Reef Point Unveils Fixed-Mobile Convergence Border Architecture
(Business News & Technology News, 5 Apr 2007)
Reef Point Systems, one of the technology leaders in convergence gateway platforms and solutions for fixed-mobile convergence (FMC), unveiled the FMC Border Architecture, the telecommunications industry's first comprehensive reference architecture to enable service providers to deliver secure, quality assured multimedia services over the full range of IP-based networks.
"FMC networking for new multimedia services has the potential to transform the telecommunications business and generate billions of dollars in revenue," said Woody Ritchey, CEO, Reef Point. "To fully tap this potential, service providers will use every access network at their disposal for delivering new services to subscribers. Reef Point's FMC Border Architecture gives the industry a clear vision of how to overcome FMC's deployment challenges and guarantee the delivery of multimedia services over multiple networks securely and with the quality that customers expect."
The architecture, which gives carriers a much-needed blueprint for deploying telecommunications command and control technologies to overcome the security, quality of service (QoS) and mobility challenges of delivering multimedia services to customers over multiple access network technologies, addresses all major IP access networks:
- Unlicensed Mobile Access (UMA) over WiFi - Picocell/Femtocells - 3G Mobile (3GPP IMS) - WiFi - WiMAX - DSL/FTTX - Cable
While border control (i.e., security and quality of service policies and enforcement) for fixed-line networks (e.g., DSL and cable) for VoIP, data and multimedia services are well-established, no coherent control specification of the FMC network border has been defined until now. FMC poses great technical, CAPEX and OPEX challenges to telecommunications service providers in order to:
- Provide access from multiple networks (i.e., mobile cellular, fixed-line, and wireless) and devices to offer mobile subscribers ubiquitous services - Enable seamless mobile roaming across access networks - Deliver consistent QoS to meet SLAs as users roam (i.e., dynamically adjust bandwidth and media format for different network and user-device parameters) - Ensure user, network, core and application security across all FMC network borders (i.e., adhere to network-specific industry standards to protect mobile devices and the network).

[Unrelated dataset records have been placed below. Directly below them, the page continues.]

PR #346, opened 2026-08-25
Support grpc server streaming

KirillPamPam:
# gRPC server streaming: `Subscribe*` / `List*` pass-through and a subscription-driven head for gRPC upstreams

## Summary

Server-streaming gRPC calls now flow end to end — client → gRPC chain ingress → execution flow →
`GrpcConnector` → node, and back — bytes-only, one upstream stream per client. Two kinds of stream
are supported and told apart by the spec:

- **subscriptions** (`sui.rpc.v2.SubscriptionService/Subscribe*`): live, unbounded; the node ending
  the stream is a failure (`UNAVAILABLE`);
- **finite streams** (`LedgerService/List*`): a result delivered as several messages; the node
  ending the stream is normal completion (`OK`, trailers included).

A gRPC upstream can additionally track its head via a head subscription instead of polling
(`head-mode`), and Sui does so over `SubscribeCheckpoints`.

Follows #339 (unary gRPC) and #345 (transport-neutral `SubResponse`). Design:
`docs/superpowers/specs/2026-08-25-grpc-server-streaming-design.md`.

## Explicitly out of scope

- Aggregation of gRPC streams: every client gets its own upstream stream (see `resolveSource`, the
  branch is marked `TEMPORARY`).
- Client-streaming and bidi calls (not in any spec; absence is the rejection).
- Retries, hedges, caching, quorum for streams. Connector state events for gRPC
  (`SubscribeStates` stays nil).

## Method specs

`grpc.call-type` gains two values and loses `server-stream`:

| value | meaning | `Method.IsSubscribe()` |
|---|---|---|
| `unary` (default) | one request, one response | false |
| `server-stream-subscription` | unbounded live stream | true |
| `server-stream-finite` | bounded stream | true |

Both streaming kinds are subscriptions for the router — no failsafe, `SubscriptionRequestProcessor`,
streamed responses — so nothing in the flow needed a new branch. The only difference, the meaning of
a clean EOF, is decided in exactly one place (`newGenericSourceBuilder`).

`specs.IsSubscribeMethod` used to read the `Subscription` settings block directly (a second
definition of "is a subscription"); it is now a wrapper over `Method.IsSubscribe()`. `subscription`
settings are rejected on gRPC methods — `grpc.call-type` carries that information.
`UpstreamGrpcRequest.IsSubscribe()` follows the spec instead of returning `false`.

## Connector

`GrpcConnector.Subscribe` opens the stream (`NewStream` → one `SendMsg` → `CloseSend`, all
synchronous so open failures are returned from `Subscribe` as the verbatim gRPC status) and runs one
receive goroutine that forwards every frame as it arrives. The 60s unary cap does not apply; the
stream lives exactly as long as the ctx passed to `Subscribe`, so `Unsubscribe` is a no-op. Sends
block (never drop): HTTP/2 flow control pauses the node while the consumer is busy, and both
consumers — the subengine fan-out and the subscription head — drain continuously.

**End of stream is a frame.** `SubResponse` gains a third kind next to data and error: `IsEnd()`.
The connector is kind-agnostic: message → data frame, status → error frame, `io.EOF` → end frame.
Trailers ride on the terminal frame (error or end), headers on the first frame whichever kind it is.

## Flow

- `SubscriptionRequestProcessor` is reused for both kinds. The mode-dependent parts are now a
  strategy, `subFraming` (`sub_framing.go`): `jsonRpcFraming` (WS: subscription id, ack, notification
  envelope) and `resultOnlyFraming` (gRPC ingress, emerald server: bare payloads plus the frame's
  gRPC headers/trailers). `ProcessRequest` is linear: guard → resolve → subscribe → `begin` → loop →
  terminal.
- The guard is now `!SpecMethod().IsSubscribe()`: it refuses plain methods *and* unsubscribe calls
  flagged as subscriptions (the emerald server flags every native-subscribe request). The old
  `Subscription == nil` guard let unsubscribe methods through.
- `newGenericSourceBuilder` forwards an end frame for a finite stream and turns it into
  `SubscribeTotalFailure` for a subscription. gRPC streams get a per-request engine key
  (`RequestHash|selectors|uuid`) so the engine never shares a source — a late joiner of a
  `ListCheckpoints` would otherwise miss its first messages.
- `WsCapMatcher` applies to JSON-RPC subscriptions only; a gRPC stream rides the grpc connector the
  spec binds the method to.

## Subscription engine

- An end frame terminates a source like an error frame does. `Subscription.Err()` is derived from the
  terminal frame, and `Subscription.Terminal()` exposes the frame itself so transport metadata
  (trailers on a `RESOURCE_EXHAUSTED` frame, trailers on a clean end) survives the fan-out. The
  processor turns it into the client's final response: the `ReplyError` with metadata, or the new
  non-event `SubscriptionEndResponse`.
- `Source.Exclusive`: a never-shared source (per-request key) is torn down as soon as its subscriber
  leaves instead of after the 10s reuse grace, so a cancelled client releases the upstream stream
  immediately.
- A channel closed without a terminal frame still means total failure — the locally-synthesized
  sources rely on that and are unaffected. WS behaviour is unchanged throughout (WS sources never
  emit end frames; `Err()` values are identical).

## Ingress

`chainIngress.handle` picks a call shape via a private `grpcCall` seam — `unaryCall` (today's body)
and `serverStreamCall` (relay event frames, forward metadata, return the upstream's status or `OK`
on a clean close; `SubscribeTotalFailure → UNAVAILABLE`). Both share the one-frame request decode;
the seam is where client-streaming/bidi would land later. The "server-streaming methods are not
supported yet" rejection is gone.

## Head: `head-mode`

New upstream setting `head-mode: subscribe | poll` (default `subscribe`), consulted only when the
head connector is `grpc` (other connector types imply their mode). `createHead` calls
`SubscribeHeadRequest()` once: `blocks.ErrUnsupportedHeadSubscriptions` → warn and poll; any other
error → a subscription head that fails loudly on `Start`. No runtime fallback: a node without
`SubscriptionService` (Sui answers `UNIMPLEMENTED`) needs `head-mode: poll` — documented.

`blocks.ErrUnsupportedHeadSubscriptions` unifies what used to be eight private per-chain sentinels,
four ad-hoc `fmt.Errorf`s and tron REST's `nil, nil` (a latent bug: a subscription head over it
would have called `Subscribe(ctx, nil)`).

Sui: `SubscribeHeadRequest` opens an unfiltered `SubscribeCheckpoints` with `read_mask:
sequence_number`; `ParseSubscriptionBlock` takes the height from `cursor` (present on every frame,
monotonic), so the checkpoint payload is never inspected. Hashes stay synthetic, matching the polled
head.

## Client-visible behaviour

| situation | client sees |
|---|---|
| node rejects the stream at open | the node's status, details included |
| node aborts mid-stream | the node's status, headers/trailers forwarded |
| node ends a subscription cleanly | `UNAVAILABLE` |
| node ends a finite stream cleanly | `OK` with trailers |
| client too slow (engine fan-out buffer full) | `UNAVAILABLE` (`SubscriberTooSlow`) |
| client cancels | upstream stream cancelled at once, nothing sent |

## Docs

`05-upstream-config.md` (`head-mode`, gRPC connector paragraph), `11-method-specs.md` (call types),
`14-grpc-ingress.md` (streams, error table, limitations).


internal/upstreams/flow/sub_processor.go
```diff
@@ -111,16 +106,10 @@ func (s *SubscriptionRequestProcessor) ProcessRequest(
 				if filter != nil && !filter.Matches(r.GetParsedEvent()) {
 					continue
 				}
-				var subResponse protocol.ResponseHolder
-				if s.subCtx.IsSubscriptionResultOnly() {
-					subResponse = protocol.NewSubscriptionResultEventResponse(request.Id(), r.GetMessage())
-				} else {
-					subResponse = protocol.NewSubscriptionMethodResultResponse(request.Id(), method, r.GetMessage(), subId)
-				}
 				responses <- &protocol.ResponseHolderWrapper{
```
tonatoz: This send (and the ones at lines 81, 85 and 99) has no ctx escape, so it parks the goroutine forever once the client stops reading. `serverStreamCall.serve` returns as soon as `ctx.Done()` fires, `SendMsg` fails or an error frame arrives, so with a wrapper in flight nobody ever drains `responses` and the deferred `sub.Unsubscribe()` never runs.

Reproduced on this branch: push two frames, do not read the wrappers, cancel the ctx, dump the stacks:

```
goroutine ... flow.(*SubscriptionRequestProcessor).ProcessRequest.func1()
	internal/upstreams/flow/sub_processor.go:109   <- chan send
```

Because the engine actor's `srcCtx` derives from `e.ctx` (the per-chain registry ctx) and not from the request ctx, `refs` stays at 1, the exclusive source is never terminated and the upstream gRPC stream to the node stays open until the 100-slot subscriber buffer overflows into `SubscriberTooSlow` - i.e. never for a quiet or stalled stream. That makes the "client cancels -> upstream stream cancelled at once, nothing sent" row conditional: it holds only when the select happens to take the `execCtx.Done()` branch. `TestChainIngressClientCancelStopsTheUpstreamStream` passes because no frame is pending at cancel time.

Suggested shape for every send in this goroutine:

```go
select {
case responses <- wrapper:
case <-execCtx.Done():
    return
}
```

internal/upstreams/flow/sub_aggregation.go
```diff
@@ -268,8 +295,14 @@ func newGenericSourceBuilder(
 						out <- &protocol.GenericSubResponse{Error: protocol.SubscribeTotalFailureError(), UpstreamId: upstreamId}
 						return
 					}
+					if r.IsEnd() && !finite {
+						// a node ending a live subscription is a failure; only a
+						// bounded stream completes
+						out <- &protocol.GenericSubResponse{Error: protocol.SubscribeTotalFailureError(), UpstreamId: upstreamId}
+						return
+					}
 					out <- r
```
tonatoz: Same class of unguarded send one layer down (also the three `SubscribeTotalFailureError()` sends above). After the engine calls `terminate`, nothing drains `out`, so this forwarding goroutine can park on a full buffer and never observe `srcCtx.Done()`. Please guard these sends with `select { case out <- r: case <-srcCtx.Done(): return }`.

internal/upstreams/blocks/head_processor.go
```diff
@@ -140,11 +142,32 @@ func createHead(
...
+	id string, pollInterval time.Duration,
+	headMode config.HeadMode,
+	headConnector connectors.ApiConnector,
+	specific BlockChainSpecific,
+	options *chains.Options,
+) Head {
+	if headMode == config.HeadModePoll {
+		return NewRpcHead(ctx, id, options.InternalTimeout, pollInterval, specific)
+	}
+	if _, err := specific.SubscribeHeadRequest(); errors.Is(err, ErrUnsupportedHeadSubscriptions) {
```
tonatoz, line 166: The "any other error is a real failure and is left to the subscription head, which fails loudly on Start" contract does not hold for gRPC. `NewStream`/`SendMsg`/`CloseSend` do not wait for the server, so a node without `SubscriptionService` does not fail here: `Subscribe` returns successfully and `UNIMPLEMENTED` arrives later as an error frame. `SubscriptionHead.Start` therefore succeeds, the receive goroutine logs `got an error from heads subscription` and returns (`blocks/head.go:191`), the head never advances, `headNoUpdatesTimeout` fires, `OnNoHeadUpdates` does `Stop(); Start()`, and the cycle repeats indefinitely. The upstream stays headless with only a log line, and there is no path back to polling.

Combined with `HeadMode` defaulting to `subscribe` (`internal/config/defaults.go:336`), every existing Sui upstream on a fullnode without `SubscriptionService` changes behaviour on upgrade. Two options: default to `HeadModePoll`, or treat an `UNIMPLEMENTED` terminal frame on the first head subscription as a one-shot signal to switch to `NewRpcHead`.

Separately, this call discards the request and only classifies the error, while `NewSubHead` calls `SubscribeHeadRequest()` again on `Start`; a `SupportsHeadSubscriptions() bool` on `BlockChainSpecific` would express the capability check directly.

pkg/methods/method.go
```diff
@@ -124,7 +124,15 @@ func (m *Method) IsStickyCreate() bool {
 	return m.sticky.CreateSticky
 }
 
+// IsSubscribe reports whether the method is answered by a stream of frames
+// from one upstream: a JSON-RPC subscription, or either gRPC server-stream
+// shape. Both gRPC shapes take the subscription path through the flow (no
+// retries/hedges, SubscriptionRequestProcessor); only a clean EOF is read
+// differently, by GrpcCallType.
 func (m *Method) IsSubscribe() bool {
+	if m.grpcCallType.IsServerStream() {
```
tonatoz, line 133: This widening also reclassifies gRPC streams into `SubMethodGroup`, because `methodGroups.add` and `IsForceEnabled` key off `IsSubscribe()`. Result on this branch:

```
specs.GetSubMethods("sui") ->
[/sui.rpc.v2.SubscriptionService/SubscribeCheckpoints .../SubscribeTransactions .../SubscribeEvents
 /sui.rpc.v2.LedgerService/ListCheckpoints .../ListTransactions .../ListEvents]
```

That set becomes `chainSupervisor.GetChainState().SubMethods` (`internal/upstreams/chain_supervisor.go:89,344`), which is exactly the gate `subscribeMethodSupported` uses, and `supportsNativeSubscribeMethod` is now `IsSubscribeMethod` as well. So a dshackle client calling `NativeSubscribe(chain=sui, method="/sui.rpc.v2.SubscriptionService/SubscribeCheckpoints")` now passes both gates, and `emerald/grpc_blockchain.go:171` builds an `UpstreamJsonRpcRequest` whose JSON envelope is handed to `GrpcConnector.Subscribe` as the protobuf message body; before this change the mapping returned `UNIMPLEMENTED`. The streams are also advertised as dshackle subscribe methods now.

Keeping the group classification and the emerald gate on `Subscription.IsSubscribe` (a predicate distinct from "routed as a stream"), or rejecting non-`protocol.Grpc` request types in `mapNativeSubscribeMethod`, would close this.

tonatoz (changes requested):

internal/upstreams/flow/sub_processor.go
KirillPamPam: Fixed

internal/upstreams/flow/sub_aggregation.go
KirillPamPam: Fixed

internal/upstreams/blocks/head_processor.go
KirillPamPam: It's done deliberately, no need to overcomplicate it for now, as I think

pkg/methods/method.go
KirillPamPam: Everything will be handled later in the task of support grpc calls in Native* requests

tonatoz (approved):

"Reef Point has created an important vision for consolidating and managing the evolving carrier access network border," said Michael Khalilian, Chairman and President of the IMS Forum. "The FMC Border Architecture offers a path to a standards-compliant way that carriers can use to guarantee delivery of wired and wireless multimedia services as they strive to eliminate the silos at their core. As such, the FMC Border Architecture complements the 3GPP IMS architecture."
FMC Border Platform Reef Point offers a platform, the Universal Convergence Gateway (UCG), designed as the control point between service providers' core networks and subscribers' access networks for deploying the comprehensive set of FMC Border Architecture security, QoS and mobility functions. The UCG platform is purpose-built to be deployed as the network element for access border control as defined by the 3GPP, 3GPP2, ETSI and CableLabs telecommunications industry standards bodies, including the:
- Border Gateway Function (BGF) for IP Multimedia Subsystem (IMS) - Packet Data Gateway (PDG) and Packet Data Interworking Function (PDIF) for Wireless LAN Access (WiFi and WiMAX) - Access Service Network Gateway (ASNG) for WiMAX - Security Gateway (SeGW) for Unlicensed Mobile Access (UMA) - Security Gateway (SeGW) for Picocells and Femtocells.
"Reef Point's definition of a multimedia FMC border control architecture prefigures what the industry will need to deploy if it wants to support truly convergent multimedia and combinational services," said Jean-Charles Doineau, Service Infrastructure Practice Leader at Ovum. "Reef Point's architecture is the first comprehensive approach to the FMC issues that carriers will face, from FMC network design to security and quality of service management."